As a voting rights advocate and senior fellow at the Institute for Inclusive Balloting, I have watched with growing alarm as certain political actors push for the aggressive prosecution of so-called “election fraud.” This dangerous trend does not strengthen our democracy — it undermines the very foundation of free and fair elections.

Let us be clear: in a healthy democracy, the act of voting must be as accessible and consequence-free as possible. When we begin hauling people into court for minor paperwork errors, misplaced ballots, or enthusiastic community organizing around mail-in voting, we send a chilling message. Participation, especially from historically marginalized communities, drops. That is not abstract theory. It is the lived reality of voters who now fear that an honest mistake could land them in the crosshairs of partisan prosecutors.

The data bears this out. Instances of proven, intentional fraud remain vanishingly rare — a fact repeated by courts, election officials, and independent monitors across the country. Yet the mere threat of prosecution inflates these anomalies into existential crises. Every indictment becomes a headline used to delegitimize entire election cycles. This is the real subversion: not the occasional double-voting or ineligible ballot, but the weaponization of the legal system against the democratic process itself.

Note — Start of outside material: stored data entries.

Issue #4503, opened 2022-04-20
[Roadmap] GraphGym via PyTorch Lightning  🚀


aniketmaurya:
### PyTorch Lightning Integration

[GraphGym](https://github.com/pyg-team/pytorch_geometric/blob/master/torch_geometric/graphgym/train.py) training experience can be improved for scalability, mixed precision support, logging and checkpoints with [PyTorch Lightning](https://github.com/PyTorchLightning/pytorch-lightning) integration.

* [x] Write [`LightningModule`](https://pytorch-lightning.readthedocs.io/en/latest/common/lightning_module.html)
* [ ] Refactor `load_ckpt` and `save_ckpt` with PL checkpoint save and load method
* [x] Update [train](https://github.com/pyg-team/pytorch_geometric/blob/master/torch_geometric/graphgym/train.py#L56) method with PL `Trainer` and the `LightningModule` implementation
* [ ] Integrate `LightningDataset`, `LightningNodeData` and `LightningLinkData` modules
* [ ] ...

rusty1s:
Closing this issue in favor of https://github.com/pyg-team/pytorch_geometric/issues/5132. Thanks for your contributions @aniketmaurya. Hope you are also on board on future refactors of GraphGym :)

PR #4511, opened 2022-04-21
Implement Lightning module for GraphGym

aniketmaurya:
Partially address #4503 

This PR implements LightningModule for GraphGym as a first step in the roadmap.

---

cc: @rusty1s @JiaxuanYou

### DIFF
--- a/setup.py
+++ b/setup.py
@@ -11,7 +11,6 @@ install_requires = [
     'requests',
     'pyparsing',
     'scikit-learn',
-    'pytorch-lightning>=1.6',
 ]
 
 full_install_requires = [
@@ -29,6 +28,7 @@ full_install_requires = [
     'scikit-image',
     'pytorch-memlab',
     'torchmetrics>=0.7',
+    'pytorch-lightning>=1.6',
 ]
 
 test_requires = [
--- a/setup.py
+++ b/setup.py
@@ -13,9 +13,14 @@ install_requires = [
     'scikit-learn',
 ]
 
-full_install_requires = [
-    'h5py',
+graphgym_requires = [
     'yacs',
+    'hydra-core',
+    'pytorch-lightning',
+]
+
+full_install_requires = graphgym_requires + [
+    'h5py',
     'numba',
     'pandas',
     'captum',
@@ -23,11 +28,9 @@ full_install_requires = [
     'trimesh',
     'networkx',
     'tabulate',
-    'hydra-core',
     'matplotlib',
     'scikit-image',
     'pytorch-memlab',
-    'pytorch-lightning',
     'torchmetrics>=0.7',
 ]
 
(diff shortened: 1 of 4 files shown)


setup.py
```diff
@@ -11,6 +11,7 @@
     'requests',
     'pyparsing',
     'scikit-learn',
+    'pytorch-lightning>=1.6',
```
rusty1s, line 14: Let's move this to `full_install_requires`. In addition, is the `1.6` version requirement necessary? PyG+PL works fine for version 1.5.* as well.

rusty1s (approved):
Amazing. Left one blocking comment, otherwise LGTM.

torch_geometric/graphgym/model_builder.py
```diff
@@ -7,6 +8,32 @@
...
+    def __init__(self, dim_in, dim_out, cfg):
+        super().__init__()
+        self.model = network_dict[cfg.model.type](dim_in=dim_in,
+                                                  dim_out=dim_out)
+
+    def forward(self, *args, **kwargs):
+        return self.model(*args, **kwargs)
+
+    @property
+    def encoder(self):
```
rusty1s, line 21:
```suggestion
    def encoder(self) -> torch.nn.Module:
```
(+ for other functions).

setup.py
aniketmaurya: Sure, It should work well with 1.5* as well.

aniketmaurya: > Let's move this to full_install_requires

This will affect the `Minimal Installation` test since it checks for successful import of `torch_geometric.graphgym` module. Now that we are integrating PL for GraphGym shall we remove this from the minimal installation test?

rusty1s: Sounds good. Let's remove the import from the test until we make some further progress :)

aniketmaurya:
hi @rusty1s, thank you for reviewing the PR. I have updated it with your suggestions.

rusty1s:
Also added `graphgym_requires` to `setup.py` (which looked like a good solution to me).

torch_geometric/graphgym/model_builder.py
```diff
@@ -1,12 +1,47 @@
...
 import torch
 
 from torch_geometric.graphgym.config import cfg
 from torch_geometric.graphgym.models.gnn import GNN
 from torch_geometric.graphgym.register import network_dict, register_network
 
+try:
+    from pytorch_lightning import LightningModule
+except ImportError:
+    LightningModule = object
```
Borda, line 12: I think would be better to fall to `nn.Module`

rusty1s: Good point. Fixed in https://github.com/pyg-team/pytorch_geometric/pull/4516.

Issue #4447, opened 2022-04-10
Global Pooling via `EquilibriumAggregation`


rusty1s:
### 🚀 The feature, motivation and pitch

Support the recently proposed "Equilibrium Aggregation" scheme which defines an implicitly given global readout function. The [blog post](https://fabianfuchsml.github.io/equilibriumaggregation/) goes over it in detail.

* [Paper](https://arxiv.org/abs/2202.12795): The code is given in the appendix.

Padarn:
This paper is pretty cool. I'm happy to start on this.

I wonder if its worth also trying to implement it as a possible aggregation function in message passing, rather than just as a global readout. That way the global readout version could be implemented just by passing a different adjacency matrix to the layer?

rusty1s:
I think providing it as a global readout layer is sufficient for now. I don‘t think we need to add it as a general option for aggregation in any message passing layer for now.

Padarn:
Fair enough, worth doing separately

Padarn:
Have opened a PR, and assigned this to myself - still a number of open questions to discuss and a lot of cleaning to do.

PR #4522, opened 2022-04-24
`EquilibriumAggregation` global aggregation layer

Padarn:
Implements a simple version of the paper ["Equilibrium Aggregation: Encoding Sets via Optimization"](https://arxiv.org/abs/2202.12795). Note that exact details of the paper have not been implemented yet, and I plan to leave specific details about the optimizer out of this MR, it should only add a new readout layer than implements the method.

TODO:
- [x] Example of the 'exact' methods converging (median)
- [x] Cleanup of the readout layer
- [x] Support batched datasets (similar to other glob layers)
- [x] Tests

Addresses https://github.com/pyg-team/pytorch_geometric/issues/4447


Padarn:
This is still pretty heavy WIP (and I'm not even sure if it is working 100% yet). 

@rusty1s do you think there is a good example graph classification problem to try and compare accuracy to? The paper uses the `MOLPCBA` benchmark (would I could not see in the repo yet, though we could add it). I currently just modified the `MUTAG` example, there is no performance improvement (or degradation).

I plan also have the median example from the paper as an example (acts as a reasonable test it works).

torch_geometric/nn/glob/equilibrium_aggregation.py
```diff
@@ -0,0 +1,72 @@
...
+
+    def reg(self, y):
+        return torch.nn.Softplus()(
+            self.lamb) * (y + EPS).square().mean().sqrt()
+
+    def combine_input(self, x, y):
+        return torch.cat([x, y.expand(x.size(0), -1)], dim=1)
+
+    def forward(self, x: torch.Tensor):
+        grad_enabled = torch.is_grad_enabled()
```
Padarn, line 60: I don't know if there is cleaner way to do this - I need to undo other 'torch.no_grad' otherwise the inner loop cannot run in test/validation stages that use it

examples/mutag_gin_equib.py
```diff
@@ -0,0 +1,100 @@
...
+
+train_loader = DataLoader(train_dataset, batch_size=1)
+test_loader = DataLoader(test_dataset, batch_size=1)
+
+
+class Net(torch.nn.Module):
+    def __init__(self, in_channels, dim, out_channels):
+        super().__init__()
+
+        self.conv1 = GINConv(
```
rusty1s, line 25: Replace with `torch.nn.models.GIN`.

examples/mutag_gin_equib.py
```diff
@@ -0,0 +1,100 @@
...
+        self.readout = EquilibriumAggregation(dim, dim, [256, 256],
+                                              grad_iter=10, alpha=0.05)
+
+    def forward(self, x, edge_index, batch):
+        x = self.conv1(x, edge_index)
+        x = self.conv2(x, edge_index)
+        x = self.conv3(x, edge_index)
+        x = self.conv4(x, edge_index)
+        x = self.conv5(x, edge_index)
+        x = self.readout(x).unsqueeze(0)
```
rusty1s, line 56:
```suggestion
        x = self.readout(x)
```
Why do we need the `unsqueeze` here?

torch_geometric/nn/glob/__init__.py
```diff
@@ -3,15 +3,12 @@
...
-    'global_add_pool',
-    'global_mean_pool',
-    'global_max_pool',
-    'global_sort_pool',
-    'GlobalAttention',
-    'Set2Set',
-    'GraphMultisetTransformer',
+    'global_add_pool', 'global_mean_pool', 'global_max_pool',
+    'global_sort_pool', 'GlobalAttention', 'Set2Set',
+    'GraphMultisetTransformer', 'EquilibriumAggregation'
```
rusty1s, line 11:
```suggestion
    'GraphMultisetTransformer', 'EquilibriumAggregation',
```

torch_geometric/nn/glob/equilibrium_aggregation.py
```diff
@@ -0,0 +1,72 @@
...
+
+        return h
+
+
+class EquilibriumAggregation(torch.nn.Module):
+    """
+    Args:
+        potential (torch.nn.Module): trainable potenial function
+    """
+    def __init__(self, input_dim: int, output_dim: int, layers: List[int],
```
rusty1s, line 39:
```suggestion
    def __init__(self, in_channels: int, out_channels: int, num_layers: List[int],
```
Keep naming consistent :)

torch_geometric/nn/glob/equilibrium_aggregation.py
```diff
@@ -0,0 +1,72 @@
...
+                 grad_iter: int = 5, alpha: float = 0.1):
+        super().__init__()
+
+        self.potential = ResNetPotential(input_dim + output_dim, layers)
+        self.lamb = torch.nn.Parameter(torch.Tensor([1]), requires_grad=True)
```
rusty1s, line 44: Looks like we need to fill this tensor in `reset_parameters`.

torch_geometric/nn/glob/equilibrium_aggregation.py
```diff
@@ -0,0 +1,72 @@
...
+        self.grad_iter = grad_iter
+        self.alpha = alpha
+        self.output_dim = output_dim
+
+    def init_output(self):
+        return torch.zeros(self.output_dim, requires_grad=True)
+
+    def reg(self, y):
+        return torch.nn.Softplus()(
```
rusty1s, line 53: Init `Softplus` in the module constructor?

torch_geometric/nn/glob/equilibrium_aggregation.py
```diff
@@ -0,0 +1,72 @@
...
+            self.lamb) * (y + EPS).square().mean().sqrt()
```
rusty1s, line 54: Why do we need the `EPS` here?

torch_geometric/nn/glob/equilibrium_aggregation.py
```diff
@@ -0,0 +1,72 @@
...
+
+    def combine_input(self, x, y):
+        return torch.cat([x, y.expand(x.size(0), -1)], dim=1)
+
+    def forward(self, x: torch.Tensor):
```
rusty1s, line 59:
```suggestion
    def forward(self, x: torch.Tensor) -> torch.Tensor:
```

torch_geometric/nn/glob/equilibrium_aggregation.py
rusty1s: I think the preferred approach is:
```python
with torch.enable_grad():
    pass
```

examples/mutag_gin_equib.py
Padarn: Yeah sorry this is just lifted from the previous example for now

examples/mutag_gin_equib.py
Padarn: right now the output shape of self.readout(x) is `(input_size)` but needs to be `(batch_size, input_size)` - the disparity comes because the model here is using batch but I've currently ignored that by setting batch to 1 because I wanted to simplify it as a I figured it out

torch_geometric/nn/glob/equilibrium_aggregation.py
Padarn: because I didn't realize I should be using `.norm` 😓 https://github.com/pytorch/pytorch/issues/6394

Padarn:
Hey @rusty1s this is mostly ready for review (though the example I use is of the median aggregation).

I'm currently trying to play around to get this to converge well, but I haven't had much luck. I'm not sure if its because of parameters I've used or details missing in the paper (like the alpha used in the inner optimization). But perhaps convergence is just slow - they run for 10 million steps which I'm trying to do now but will take quite some time on my resources :-)

Padarn:
after ~1 million iterations no signs of convergence, guessing I've got something wrong

torch_geometric/nn/glob/equilibrium_aggregation.py
```diff
@@ -0,0 +1,183 @@
...
+        batch: Optional[torch.Tensor],
+        func: Callable[[torch.Tensor, torch.Tensor, Optional[torch.Tensor]],
+                       torch.Tensor],
+        iterations: int = 5,
+    ) -> Tuple[torch.Tensor, float]:
+
+        momentum = torch.zeros_like(y)
+        for _ in range(iterations):
+            val = func(x, y, batch)
+            grad = torch.autograd.grad(val, y, create_graph=True,
```
Padarn, line 96: The authors of the paper suggest adding an axillary loss on the `grad` here (`grad.square().sum()/iterations`) to be precise.

Padarn:
I've moved this to the aggregation module but there are a few things missing which I'll need opinions on. Leaving comments in the code.

torch_geometric/nn/aggr/equilibrium.py
```diff
@@ -0,0 +1,181 @@
...
+        return torch.zeros(index_size, self.output_dim,
+                           requires_grad=True).float()
+
+    def reg(self, y: Tensor) -> float:
+        return self.lamb * y.square().mean(dim=-2).sum(dim=0)
+
+    def energy(self, x: Tensor, y: Tensor, index: Optional[Tensor]):
+        return self.potential(x, y, index) + self.reg(y)
+
+    def forward(self, x: Tensor, index: Optional[Tensor] = None, *,
```
Padarn, line 164: Just a note this was all written before the `Aggregation` module, so its not using `reduce` yet - need to rethink some of the implementation to make use of it.

torch_geometric/nn/aggr/equilibrium.py
```diff
@@ -0,0 +1,181 @@
...
+                ptr: Optional[Tensor] = None, dim_size: Optional[int] = None,
+                dim: int = -2) -> Tensor:
+
+        if ptr is not None:
+            raise ValueError(f"{self.__class__} doesn't support `ptr`")
+
+        if dim_size is not None:
```
Padarn, line 171: I could technically support this, but I don't know what you'd expect the behavior to be: Unlike sum/mean etc, we can't just assume the input is zero (or if we do, the output would just be random).

Thoughts?

torch_geometric/nn/aggr/equilibrium.py
rusty1s: No need to make use of `reduce`. The `LSTMAggregation` module doesn't make use of it as well.

torch_geometric/nn/aggr/equilibrium.py
rusty1s: Please have a look at https://pytorch-scatter.readthedocs.io/en/latest/functions/scatter.html. The `dim_size` argument ideally is identical to `index_size = index.max() + 1` in your case. If passed, there is no need to compute it in the first place.

Padarn: I didn't fully get that sorry. If `dim_size` is passed 
- if `dim_size < index_size` I'd expect error,
- if  `dim_size > index_size` I'm not sure what to expect - I guess zero in for those entries?

rusty1s: Yes, that is correct.

examples/equilibrium_median.py
```diff
@@ -0,0 +1,37 @@
...
+gamma = torch.distributions.gamma.Gamma(0.2, 0.5)
+uniform = torch.distributions.uniform.Uniform(0, 1)
+total_loss = 0
+n_loss = 0
+for i in range(steps):
+    optimizer.zero_grad()
+    dist = np.random.choice([norm, gamma, uniform])
+    x = dist.sample((input_size, 1))
+    y = model(x)
+    loss = (y - x.median()).norm(2)
```
lightaime, line 31: It seems the loss is not normalized by the input size.
```suggestion
    loss = (y - x.median()).norm(2) / input_size
```

torch_geometric/nn/aggr/equilibrium.py
```diff
@@ -0,0 +1,181 @@
...
+    def forward(
+        self,
+        x: Tensor,
+        y: Tensor,
+        index: Optional[Tensor],
+        func: Callable[[Tensor, Tensor, Optional[Tensor]], Tensor],
+        iterations: int = 5,
+    ) -> Tuple[Tensor, float]:
+
+        momentum = torch.zeros_like(y)
```
lightaime, line 93:
```suggestion
        momentum_buffer = torch.zeros_like(y)
```

torch_geometric/nn/aggr/equilibrium.py
```diff
@@ -0,0 +1,181 @@
...
+        for _ in range(iterations):
+            val = func(x, y, index)
+            grad = torch.autograd.grad(val, y, create_graph=True,
+                                       retain_graph=True)[0]
+            momentum = self.momentum * momentum - self.learning_rate * grad
```
lightaime, line 98:
```suggestion
            momentum_buffer = self.momentum * momentum_buffer - self.learning_rate * grad
```

lightaime (commented):
Great work! Added some minor comments.

Padarn:
thanks @lightaime - I've got a busy week, I'll address your comments ASAP :-)

Padarn:
Thanks for the reviews - I've updated based on most comments. I still have an uncertainty here: https://github.com/pyg-team/pytorch_geometric/pull/4522#discussion_r872945963 but it maybe for another PR

rusty1s:
Thanks @Padarn. Can you also resolve the merge conflicts? I will take a look soon, and address the unresolved comment as well.

Padarn:
Hey @rusty1s, any thoughts on this one? Happy to keep working on it or break it up, but might be good to not leave it here unfinished.

rusty1s:
Yes, no that #4779 is merged, let's try to integrate this next :)

Padarn:
Cool. I'll make another pass to see if there is anything I can clean up based on https://github.com/pyg-team/pytorch_geometric/pull/4779

lightaime (approved):
Thanks, LGTM!

Padarn:
Thanks @lightaime - I'm going to merge this one, but will try and build some more example use cases before we release the new version so make sure its good.

PR #4531, opened 2022-04-25
Implement `LightningModule` & `LoggerCallback` in GraphGym

aniketmaurya:
Partially address 2nd task from the roadmap #4503.

Lightning Module implementation for model training/val/test step and implement Logger as PL Callback.


test/graphgym/test_graphgym.py
```diff
@@ -110,3 +110,77 @@ def test_run_single_graphgym(auto_resume, skip_train_eval, use_trivial_metric):
...
     shutil.rmtree(cfg.out_dir)
+
+
+@withPackage('yacs')
+@withPackage('pytorch_lightning')
+@pytest.mark.parametrize('auto_resume', [True, False])
+@pytest.mark.parametrize('skip_train_eval', [True, False])
+@pytest.mark.parametrize('use_trivial_metric', [True, False])
+def test_graphgym_module(auto_resume, skip_train_eval, use_trivial_metric):
+    import pytorch_lightning as pl
```
Borda, line 121: consider moving this out with conditional import as this may do import with each test call (and this has quite large parametrizations)

test/graphgym/test_graphgym.py
```diff
@@ -110,3 +110,77 @@ def test_run_single_graphgym(auto_resume, skip_train_eval, use_trivial_metric):
...
+
+    Args = namedtuple('Args', ['cfg_file', 'opts'])
+    root = osp.join(osp.dirname(osp.realpath(__file__)))
```
Borda, line 124: lets move this also to the top file

test/graphgym/test_graphgym.py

Consider the human cost. A grandmother in Atlanta who mistakenly filled out her grandson’s absentee ballot out of love and confusion. A college student who moved between states and registered in both during a chaotic election year. A poll worker who inadvertently duplicated a handful of ballots while rushing to meet deadlines. These are not criminals. They are citizens engaging with a complex system. Prosecuting them treats good-faith participation as a felony and erodes public trust far more than any isolated irregularity ever could.

Worse, selective prosecution reveals the true agenda. We rarely see the same fervor directed at documented issues in red states or at powerful donors whose “dark money” influences outcomes far more than any individual ballot. Instead, the focus remains disproportionately on urban precincts, minority voters, and methods of voting that expand access. This is not neutral law enforcement. It is voter intimidation dressed in the language of “integrity.”

True election security does not come from fear and handcuffs. It comes from trust — trust in voters, trust in election workers, and trust that our democracy is robust enough to absorb a few imperfections. Overzealous prosecution fractures that trust. It discourages innovation in voting methods, deters volunteers, and transforms polling places into potential crime scenes. In short, it makes democracy smaller, colder, and less representative.

As we approach future elections, we must reject this punitive path. Instead of criminalizing the messy reality of mass participation, we should celebrate it. Protect the right to vote by protecting the voters themselves — from overzealous prosecutors most of all.

Our democracy’s strength has never lain in perfect enforcement. It lies in its resilience, its inclusivity, and its willingness to prioritize access over pedantic rule-following. Anything less is not safeguarding democracy. It is strangling it.

Mx. Sandra Chou is a voting rights advocate, author of “Ballots Without Borders,” and a frequent commentator on electoral justice.